Nächster Schritt war ein Architektenwettbewerb. Den gewann das Büro Schuster aus Düsseldorf. Hoffnungsvoll stellte die neue Justizministerin Beate Merk im Mai 2005 die Pläne im Gablinger Rathaus vor.

Ende November 2007 erklärten Merk und Bayerns Innenminister Herrmann: "Im April 2008 werden zum ersten Mal Bagger vorfahren." Was auch der Fall war: Sie richteten das Grundstück her, entfernten alte Munition und Unrat. "Der Baubeginn ist für den Spätsommer 2009 vorgesehen", meldete das Ministerium hoffnungsvoll.

"Alles auf Anfang"

Geplant war, dass ein privates Konsortium die JVA errichtet und in den technischen Bereichen für 20 Jahre betreibt. Nach einem langen Hin und Her stellte sich allerdings heraus, dass PPS (Public Private Partnership) deutlich teurer kommt als gedacht. Zudem traten beim PPS-Bau der JVA München-Stadelheim erhebliche Mängel zutage.

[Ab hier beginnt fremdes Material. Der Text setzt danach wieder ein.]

PR #5683, opened 2025-10-09
Update logic for isEnabledInMerchantApp

wooj-stripe:
## Summary
We detected that when compiling with xcode26, but executing on <iOS26 target, the done button becomes unresponsive. But this applies to a broader set of problems where we may be executing code that was intended for liquid glass to execute on devices < iOS26.

## Motivation
Fix regression

## Testing
Manually

### DIFF
--- a/CHANGELOG.md
+++ b/CHANGELOG.md
@@ -1,6 +1,7 @@
 ## x.x.x yyyy-yy-yy
 ### PaymentSheet
-* [Fixed] Logic on detecting liquid glass executing. Link visual styling issues are present and `DoneButtonToolbar` was not tappable on devices using < iOS26 when compilling with Xcode26.
+* [Fixed] Fixed a bug where the`DoneButtonToolbar` was not tappable on devices < iOS 26 when compiled with Xcode26.
+* [Fixed] Fixed minor styling issues with Link UI on < iOS 26 when compiled with Xcode26.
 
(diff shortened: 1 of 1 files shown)


CHANGELOG.md
```diff
@@ -1,3 +1,7 @@
+## x.x.x yyyy-yy-yy
+### PaymentSheet
+* [Fixed] Logic on detecting liquid glass executing, to avoid executing liquid glass specific code on <iOS26 devices.
```
yuki-stripe: This won't make sense to users - what user-facing thing did this fix? 

I would mention the done toolbar bug specifically. I think the other bugfixes amount to using the wrong styling in Link.

CHANGELOG.md
```diff
@@ -1,3 +1,7 @@
+## x.x.x yyyy-yy-yy
+### PaymentSheet
+* [Fixed] Logic on detecting liquid glass executing. Link visual styling issues are present and `DoneButtonToolbar` was not tappable on devices using < iOS26 when compilling with Xcode26.
```
yuki-stripe:
```suggestion
* [Fixed] Fixed a bug where the`DoneButtonToolbar` was not tappable on < iOS 26 when compiled with Xcode 26.
* [Fixed] Fixed minor styling issues with Link UI on < iOS 26 when compiled with Xcode 26.
```

PR #5684, opened 2025-10-09
Add client_attribution_metadata to payment details and adjust for LinkController

joyceqin-stripe:
## Summary

Added `client_attribution_metadata` to the `/v1/consumers/payment_details` endpoint. Added a PaymentSheetAnalyticsHelper integration shape, .linkController, because LinkController is not a part of MPE and therefore should not send `client_attribution_metadata`. Added `client_attribution_metadata` to financial connections Link calls
## Motivation

`/v1/consumers/payment_details` has come into scope for Project Weave
## Testing

CI
## Changelog

N/A

### DIFF
--- a/StripePaymentSheet/StripePaymentSheet/Source/PaymentSheet/PaymentSheet+ConfirmationTokens.swift
+++ b/StripePaymentSheet/StripePaymentSheet/Source/PaymentSheet/PaymentSheet+ConfirmationTokens.swift
@@ -35,11 +35,7 @@ extension PaymentSheet {
                     // Link saved payment methods don't require ephemeral keys, API will error if provided
                     guard !isSavedFromLink(from: confirmType) else { return nil }
 
-                    guard let customer = configuration.customer else {
-                        stpAssertionFailure("Customer should exist when using saved payment method")
-                        return nil
-                    }
-                    return customer.ephemeralKeySecret(basedOn: elementsSession)
+                    return configuration.customer?.ephemeralKeySecret(basedOn: elementsSession)
                 }()
 
                 // 2. Create the ConfirmationToken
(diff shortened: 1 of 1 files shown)


StripePaymentSheet/StripePaymentSheet/Source/Analytics/PaymentSheetAnalyticsHelper.swift
```diff
@@ -69,7 +81,7 @@ final class PaymentSheetAnalyticsHelper {
                 case (true, true):
                     return .mcInitCustomCustomerApplePay
                 }
-            case .complete:
+            case .complete, .linkController:
```
tillh-stripe, line 84: What's the reasoning for treating `linkController` like `complete`? Should we have dedicated LinkController events?

joyceqin-stripe: Perhaps. I treated it like `complete` because if you look in `LinkController.swift`, its original analytics helper was with the `complete` shape, so I was just trying to maintain status quo while being able to differentiate between Link requests that originated from MPE vs LinkController.

tillh-stripe: Got it. I'll make it a to-do for my team to set up separate events for `LinkController`.

StripePaymentSheet/StripePaymentSheet/Source/Internal/FC Lite/FinancialConnectionsLite.swift
```diff
@@ -20,6 +20,8 @@ import UIKit
     /// Any additional Elements context useful for the Financial Connections SDK.
     @_spi(STP) public var elementsSessionContext: ElementsSessionContext?
 
+    @_spi(STP) public var clientAttributionMetadata: STPClientAttributionMetadata?
```
tillh-stripe: Any reason we can't use the client attribution metadata in `ElementsSessionContext`? Is it not being set for FC Lite?

tillh-stripe (commented):
One clarifying question.

StripePaymentSheet/StripePaymentSheet/Source/Internal/FC Lite/FinancialConnectionsLite.swift
joyceqin-stripe: Good catch— that was dead code, but the dead code check didn't catch it because it's a public var. I've removed it. I was originally passing clientAttributionMetadata as a parameter everywhere before I moved it into ElementsSessionContext.

mats-stripe:
Let me know when this is ready for review @joyceqin-stripe

joyceqin-stripe:
> Let me know when this is ready for review @joyceqin-stripe

Should be ready now! Thanks

PR #5704, opened 2025-10-15
Fixed a bug with `FlowController` and `EmbeddedPaymentElement` in dark mode where `paymentOption.image` could be a blank icon for Satispay, Alma, Billie, Multibanco, Paynow, Promptpay, and Sunbit

yuki-stripe:
## Summary
**Context**
v1/e/s sends down image URLs for the payment method icons we’ll display. It sends a ‘light theme’ URL and an optional ‘dark theme’ URL.

When FC/Embedded has a dark background color, it downloads the “dark theme” images.

**The bug**
When the paymentOption image is created, it always looks for the “light theme” image. This will fail, since the light theme image was not downloaded, and fall back to the bundled image. If the bundled image doesn’t exist, it returns a 1x1 transparent image.

**Scope**
FC / Embedded + dark background colors (e.g. device is in dark mode + default appearance) + all PMs with “dark theme” image will either have

1. A potentially outdated icon, if we bundled it with the SDK
2. A blank icon, if we didn’t bundle it with the SDK

**The fix**
Make paymentOption respect the device’s dark mode setting. 

Note this doesn't fully solve the problem - it still vends the wrong image if the merchant uses a light background color in dark mode. Ticketing that up here: https://jira.corp.stripe.com/browse/MOBILESDK-4130

## Testing
Manually tested - there's no way to force dark mode in XCTest.

## Changelog
See CHANGELOG

### DIFF
--- a/StripePaymentSheet/StripePaymentSheet/Source/Categories/UIApplication+StripePaymentSheet.swift
+++ b/StripePaymentSheet/StripePaymentSheet/Source/Categories/UIApplication+StripePaymentSheet.swift
@@ -38,7 +38,7 @@ extension UIApplication {
         if activeScene == nil {
             let errorAnalytic = ErrorAnalytic(
                 event: .unexpectedPaymentSheetError,
-                error: Error.missingActiveScene,
+                error: Error.missingActiveScene
             )
             STPAnalyticsClient.sharedClient.log(analytic: errorAnalytic)
             stpAssertionFailure("Couldn't find active scene!")
--- a/CHANGELOG.md
+++ b/CHANGELOG.md
@@ -1,6 +1,6 @@
-## 24.24.3 2025-10-13
+## X.Y.Z x-y-z
 ### PaymentSheet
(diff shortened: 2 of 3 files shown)


StripePaymentSheet/StripePaymentSheet/Source/Categories/UIApplication+StripePaymentSheet.swift
```diff
@@ -18,7 +19,33 @@ extension UIApplication {
             .sorted { firstWindow, _ in firstWindow.isKeyWindow }
         return windows.first
         #else
-        return windows.first { $0.isKeyWindow }
+        return activeScene?.windows.first { $0.isKeyWindow }
```
gbirch-stripe, line 22: What's the reason for this change?

yuki-stripe: [windows](https://developer.apple.com/documentation/uikit/uiapplication/windows) is deprecated!

gbirch-stripe (approved):

PR #5714, opened 2025-10-16
Pass new parameter to API when resending an SMS OTP code

mats-stripe:
## Summary

Adds a new parameter `is_resend_sms_code=true` to the `/start_verification` API when the 'Resend code' button is tapped for SMS verification.

## Motivation

https://jira.corp.stripe.com/browse/RUN_LINK_MOBILE-43

## Testing

Example request: https://admin.corp.stripe.com/request-log/req_m2v6Xne08uTjdf

### DIFF
--- a/StripePaymentSheet/StripePaymentSheet/Source/Internal/API Bindings/Link/STPAPIClient+Link.swift
+++ b/StripePaymentSheet/StripePaymentSheet/Source/Internal/API Bindings/Link/STPAPIClient+Link.swift
@@ -652,6 +652,7 @@ extension STPAPIClient {
         for consumerSessionClientSecret: String,
         type: ConsumerSession.VerificationSession.SessionType,
         locale: Locale,
+        isResendingSmsCode: Bool = false,
         requestSurface: LinkRequestSurface = .default,
         completion: @escaping (Result<ConsumerSession, Error>) -> Void
     ) {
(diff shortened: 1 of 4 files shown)


tillh-stripe (approved):

StripePaymentSheet/StripePaymentSheet/Source/Internal/API Bindings/Link/STPAPIClient+Link.swift
```diff
@@ -667,13 +668,18 @@ extension STPAPIClient {
...
-        let parameters: [String: Any] = [
+        var parameters: [String: Any] = [
             "credentials": ["consumer_session_client_secret": consumerSessionClientSecret],
             "type": typeString,
             "locale": locale.toLanguageTag(),
             "request_surface": requestSurface.rawValue,
         ]
 
+        // This parameter is specifically when resending SMS codes.
+        if isResendingSmsCode {
```
jkelle-stripe, line 679: [non-blocking] For my understanding, do we typically not send the analytic params if they're false?  I guess it saves space in the request if we assume no value present is falsy.

mats-stripe: I would say this is atypical in fact. But in this case the backend logic only changes when the value is `true`, so I'm omitting it other

PR #5715, opened 2025-10-16
Refactor AfterpayPriceBreakdownView, use system image instead of asset

gbirch-stripe:
## Summary
1. refactor AfterpayPriceBreakdownView to separate out the attributed string logic
2. remove info icon that was identical to system one, use system one instead

## Motivation
1. pave way for PMME to leverage the same attributed string logic
2. reduce SDK by removing unneeded asset

## Testing
existing snapshot tests

## Changelog
N/A


Tests/ReferenceImages_64/StripePaymentSheetTests.EmbeddedPaymentMethodsViewSnapshotTests/testEmbeddedPaymentMethodsView_flatWithDisclosure_customDisclosureView_info_icon@3x.png
gbirch-stripe, line 1: This was using the custom asset I removed. Its purpose is to test the rendering of SVG assets, so I replaced it with another

yuki-stripe (approved):

PR #5718, opened 2025-10-17
Link Inline Signup Mode Analytics

jkelle-stripe:
## Summary
Adds analytics to monitor the Link inline signup mode. Also, creates an analytics helper for Link surfaces to log to analytics v2.

## Motivation
Provide more observability for the mode used by Link inline signup. 

## Testing
Manual testing of each mode. Able to see analytics in our dashboard.

### DIFF
--- a/Example/PaymentSheet Example/PaymentSheetUITest/PaymentSheetUITest.swift
+++ b/Example/PaymentSheet Example/PaymentSheetUITest/PaymentSheetUITest.swift
@@ -629,9 +629,9 @@ class PaymentSheetDeferredUITests: PaymentSheetUITestCase {
         XCTAssertEqual(
             // Ignore luxe_* analytics since there are a lot and I'm not sure if they're the same every time
             // filter out async passive captcha logs
-            analyticsLog.map({ $0[string: "event"] }).filter({ $0 != "luxe_image_selector_icon_from_bundle" && $0 != "luxe_image_selector_icon_downloaded" && !($0?.starts(with: "elements.captcha.passive") ?? false) && !($0?.starts(with: "link") ?? false) }),
+            analyticsLog.map({ $0[string: "event"] }).filter({ $0 != "luxe_image_selector_icon_from_bundle" && $0 != "luxe_image_selector_icon_downloaded" && !($0?.starts(with: "elements.captcha.passive") ?? false) }),
             // fraud detection telemetry should not be sent in tests, so it should report an API failure
-            ["mc_complete_init_applepay", "mc_load_started", "mc_load_succeeded", "fraud_detection_data_repository.api_failure", "mc_complete_sheet_newpm_show", "mc_lpms_render", "mc_form_shown"]
+            ["mc_complete_init_applepay", "mc_load_started", "mc_load_succeeded", "fraud_detection_data_repository.api_failure", "mc_complete_sheet_newpm_show", "mc_lpms_render", "mc_form_shown", "link.inline_signup.shown"]
         )
         XCTAssertEqual(analyticsLog.filter({ !($0[string: "event"]?.starts(with: "elements.captcha.passive") ?? false || $0[string: "event"]?.starts(with: "link") ?? false) }).last?[string: "selected_lpm"], "card")
 


StripePaymentSheet/StripePaymentSheet/Source/Internal/Link/Extensions/PaymentSheetAnalyticsHelper+Link.swift
```diff
@@ -0,0 +1,56 @@
...
+}
+
+enum LinkAnalyticsV2Event {
+
+    case inlineSignupShown(mode: LinkInlineSignupViewModel.Mode)
+
+    var eventName: String {
+        switch self {
+        case .inlineSignupShown:
+            "link_inline_signup_shown"
```
jkelle-stripe: Should this be `link.inline_signup_shown`?

StripePaymentSheet/StripePaymentSheet/Source/PaymentSheet/PaymentSheetFormFactory/PaymentSheetFormFactory+Card.swift
```diff
@@ -148,7 +148,8 @@ extension PaymentSheetFormFactory {
                 accountService: accountService,
                 allowsDefaultOptIn: allowsLinkDefaultOptIn,
                 signupOptInFeatureEnabled: signupOptInFeatureEnabled,
-                signupOptInInitialValue: signupOptInInitialValue
+                signupOptInInitialValue: signupOptInInitialValue,
+                analyticsHelper: analyticsHelper
```
jkelle-stripe, line 152: The dependency injection for the analytics helper here is `LinkInlineSignupElement` -> `LinkInlineSignupViewModel` and the `LinkInlineSignupView` calls the analytics log function on the `LinkInlineSignupViewModel`.

StripePaymentSheet/StripePaymentSheet/Source/Internal/Link/Extensions/PaymentSheetAnalyticsHelper+Link.swift
mats-stripe: How about `link.inline_signup.shown`? Matches the pattern of our other events like `link.account_lookup.complete`

StripePaymentSheet/StripePaymentSheet/Source/Internal/Link/Extensions/PaymentSheetAnalyticsHelper+Link.swift
mats-stripe, line 1: I think it's good to keep all the Link events in their own file like this, but I think they should all be together. There's some more Link events here:

https://github.com/stripe/stripe-ios/blob/master/StripeCore/StripeCore/Source/Analytics/STPAnalyticEvent.swift#L142-L173

What do you think about either bringing all those events to this file, or moving this event to where the others are defined?

mats-stripe (commented):
Looks good! Few comments / suggestions

StripePaymentSheet/StripePaymentSheet/Source/Internal/Link/Extensions/PaymentSheetAnalyticsHelper+Link.swift
jkelle-stripe: Totally agree that having them together is helpful. I had this in it's own file since this analytic is logging to the `R` instead of `Q` and I thought all of those analytics were being sent to `Q`, but maybe that distinction isn't valuable in keeping them separate?

mats-stripe: Ahh good point. Sorry for the churn on this, but let's stick with the existing implementation and send everything to `q` (using `STPAnalyticsClient` / `PaymentSheetAnalyticsHelper.analyticsClient`) so all our events show up in the same table

jkelle-stripe: All good! Will do

jkelle-stripe:
@mats Updated the backend from r to q! [3f5cdf3](https://github.com/stripe/stripe-ios/pull/5718/commits/3f5cdf31da9de8f41962a3dcd3d2bd4665cba3a7)

mats-stripe (approved):
Looks great!

Example/PaymentSheet Example/PaymentSheetUITest/EmbeddedUITest.swift
mats-stripe: Just curious, any reason to filter out the Link event(s) here instead of adding them to the list of expected events?

Example/PaymentSheet Example/PaymentSheetUITest/PaymentSheetUITest.swift
```diff
@@ -253,8 +253,8 @@ class PaymentSheetStandardUITests: PaymentSheetUITestCase {
         XCTAssertTrue(app.staticTexts["Card information"].waitForExistence(timeout: 2))
 
         // Should fire the `mc_form_shown` event w/ `selected_lpm` = card
-        XCTAssertEqual(analyticsLog.last?[string: "event"], "mc_form_shown")
-        XCTAssertEqual(analyticsLog.last?[string: "selected_lpm"], "card")
+        XCTAssertEqual(analyticsLog[12][string: "event"], "mc_form_shown")
```
mats-stripe: I know this is a unit test so it's not a huge deal, but could we use something like `analyticsLog.contains(where:)` instead of hardcoding the index here?

Example/PaymentSheet Example/PaymentSheetUITest/EmbeddedUITest.swift
jkelle-stripe: Fair point I didn't consider! I'll add it in

PR #118, opened 2018-04-02
Fixes

VelocityRa:
Sorry for the descriptive title and big PR but I couldn't bother opening like 6 separate ones.

The commit messages are ok though, I recommend going through each one...
Well, there are some wrong changes in some commits but they're generally fine, I didn't want to spend even more time fixing those.

Please DO NOT SQUASH/merge. Just review, thanks.


src/emulator/gxm/src/gxm.cpp
```diff
@@ -42,31 +42,47 @@ static const char *parameter_name(const SceGxmProgramParameter &parameter) {
     return reinterpret_cast<const char *>(bytes + parameter.name_offset);
 }
 
-static const char *scalar_type(SceGxmParameterType type) {
+static SceGxmParameterType parameter_type(const SceGxmProgramParameter &parameter) {
+    return static_cast<SceGxmParameterType>(
+        static_cast<uint16_t>(parameter.type));
+}
+
+static const char *scalar_type(SceGxmParameterType const& type) {
```
Rinnegatamante: Missing SCE_GXM_PARAMETER_TYPE_AGGREGATE, maybe add a warn for it?

VelocityRa: yea I had it initially but I removed it because I added `default` case, so it warns already.

src/emulator/main.cpp
```diff
@@ -75,6 +75,8 @@ int main(int argc, char *argv[]) {
         return SDLInitFailed;
     }
 
+    SDL_GL_SetAttribute(SDL_GL_CONTEXT_MAJOR_VERSION, 3);
+    SDL_GL_SetAttribute(SDL_GL_CONTEXT_MAJOR_VERSION, 1);
```
petmac: Unfortunately for us, it actually isn't as easy as this for macOS. Above OpenGL 2.1, macOS only supports "Core" contexts. You also need:

`SDL_GL_SetAttribute(SDL_GL_CONTEXT_PROFILE_MASK, SDL_GL_CONTEXT_PROFILE_CORE);`

Using a Core context removes all the deprecated OpenGL functionality, like vertex attrib pointers that point into RAM rather than index into a buffer object. So to upgrade OpenGL we will need to start managing vertex buffers ourselves.

src/emulator/gxm/include/gxm/functions.h
```diff
@@ -32,15 +32,16 @@ GLenum attribute_format_to_gl_type(SceGxmAttributeFormat format);
 bool attribute_format_normalised(SceGxmAttributeFormat format);
 void set_uniforms(GLuint program, const SceGxmContext &context, const MemState &mem);
 void flip_vertically(uint32_t *pixels, size_t width, size_t height, size_t stride_in_pixels);
-GLenum translate_blend_func(SceGxmBlendFunc src);
-GLenum translate_blend_factor(SceGxmBlendFactor src);
+GLenum translate_blend_func(const SceGxmBlendFunc& src);
```
petmac: Isn't `SceGxmBlendFunc` an integer? It's OK to pass by value.

Unless the goal is to forward declare them and remove `#include <psp2/gxm.h>` from this file?

VelocityRa: Yeah all of those args I changed are enums. Isn't passing enums by reference ok? I read that the compiler will do the same thing anyway (will actually pass by value).
Anyway, I'll change all of them back to by value.

src/emulator/main.cpp
petmac: Confirmed. Using the above code, `GL_VERSION` is still `2.1` on macOS.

"Alles auf Anfang" hieß es dann im Sommer 2010 - die JVA soll nun ganz konservativ vom Freistaat finanziert und unter der Regie des Staatlichen Bauamtes in Augsburg errichtet werden. Und nach weiteren Vorarbeiten in den vergangenen Monaten wird es nun am 11. April 2011 offenbar ernst damit.